┌──
PR #51, opened 2017-01-12
Update pods dependencies to latest

TheZoker:


mathiasquintero:
I don't see any changes in our code. I think there might be a problem with SwiftyJSON.JSON and Sweeft.JSON having the same name and being imported in the same file.

Does it build?

TheZoker:
Yea it build on my end without any issues

mathiasquintero:
BTW. You're welcome to help out on Sweeft ;) https://github.com/mathiasquintero/Sweeft

TheZoker:
I will have a look at it, but since I'm not a swift expert and still trying to learn it, I'm not sure, if I could be helpful here.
└──
HOW TO COMPLETE THIS TASK:
Scan the listing and copy every line where the string "Sweeft" shows up.

FINAL ANSWER:
I don't see any changes in our code. I think there might be a problem with SwiftyJSON.JSON and Sweeft.JSON having the same name and being imported in the same file.
BTW. You're welcome to help out on Sweeft ;) https://github.com/mathiasquintero/Sweeft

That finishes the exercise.